PR #245, opened 2016-07-15
Newton trust region rebase

rgiordan:
Rather than attempt to fix https://github.com/JuliaOpt/Optim.jl/pull/238, here is a new branch without the messed up commits.


pkofod:
Good idea :+1: sometimes that's just easier!

pkofod:
Merged! Thanks for this great PR!

rgiordan:
Thanks for your help (and patience), and for Optim.jl in general.  :)

PR #247, opened 2016-07-16
Placing the HOW section after WHAT and WHY.

Ace139:
I as a user would like to know first what is it, then install the package. :)


pkofod:
Fine by me, thanks.

Issue #255, opened 2016-08-09
Should OptimizationTrace be an AbstractArray?


ahwillia:
I wanted to be able to gather the value of the objective function along the optimization path:

```julia
result = optimize(f, g!, x0; store_trace=true)
mytrace = Optim.trace(result)
objective_history = [ t.value for t in mytrace ]
```

But I get:

```
ERROR: MethodError: no method matching start(::Optim.OptimizationTrace)
```

All of these methods would be defined by default if we declare `OptimizationTrace` to be an `AbstractArray`.

Or do we even need a special type? Why not just have `Optim.trace(result)` return a `Array{OptimizationState,1}`? Pretty printing purposes?

**Also Related:** https://github.com/JuliaOpt/Optim.jl/pull/242

**Edit:**  I suppose the way to do this currently is:

```julia
objective_history = [ t.value for t in mytrace.states ]
```

johnmyleswhite:
We should almost certainly do this, but what `AbstractArray` means is pretty vague. Your first example only really requires it implement an Iterator-like trait.

pkofod:
I don't really have a good reason why we shouldn't ditch `OptimizationTrace{T}` in favour of `Vector{OptimizationState{T}}` where `T<:Optimizer`. Essentially, all we need for "pretty printing" is the last part. All instances of `OptimizationTrace` should simply be replaced by `Vector{OptimizationState}` I guess. :+1: from here

ahwillia:
I'll open a PR later today to explore further.

PR #257, opened 2016-08-09
Simplify OptimizationTrace as a Vector{T<:OptimizationState}

ahwillia:
Here is a sketch of how I would implement `OptimizationTrace`. I didn't add any new tests, but it looks like the appropriate checks are already in place.

The only thing that is slightly funky is that `optimize` end up initializing the `OptimizationTrace` like this:

```julia
mo = NelderMead()
OptimizationTrace{typeof(mo)}()
```

There might be something more elegant, but this seems okay to me at least. Let me know your thoughts.

### DIFF
--- a/src/accelerated_gradient_descent.jl
+++ b/src/accelerated_gradient_descent.jl
@@ -80,7 +80,7 @@ function optimize{T}(d::DifferentiableFunction,
     lsr = LineSearchResults(T)
 
     # Trace the history of states visited
-    tr = OptimizationTrace(mo)
+    tr = OptimizationTrace{typeof(mo)}()
     tracing = o.store_trace || o.show_trace || o.extended_trace || o.callback != nothing
     @agdtrace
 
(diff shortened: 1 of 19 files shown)


pkofod:
> The only thing that is slightly funky is that optimize end up initializing the OptimizationTrace like this:

I don't think it's too funky.

Looks good, but I will go over it again tomorrow.

ahwillia:
Forgot to cross-reference the relevant issue: https://github.com/JuliaOpt/Optim.jl/issues/255

src/accelerated_gradient_descent.jl
```diff
@@ -80,7 +80,7 @@ function optimize{T}(d::DifferentiableFunction,
     lsr = LineSearchResults(T)
 
     # Trace the history of states visited
-    tr = OptimizationTrace(mo)
+    tr = OptimizationTrace{typeof(mo)}()
```
Evizero: I think the old interface could be kept by creating a outer constructor for `OptimizationTrace` like

```julia
OptimizationTrace{T<:OptimizerOrWhatever}(mo::T) = OptimizationTrace{T}()
```

pkofod:
Thank you for doing this! It's cleaner than it was.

- - - - - - -

### What needs to be done
Could you return all lines from the records that include the word "think"?

### Exercise result
I don't think it's too funky.
Evizero: I think the old interface could be kept by creating a outer constructor for `OptimizationTrace` like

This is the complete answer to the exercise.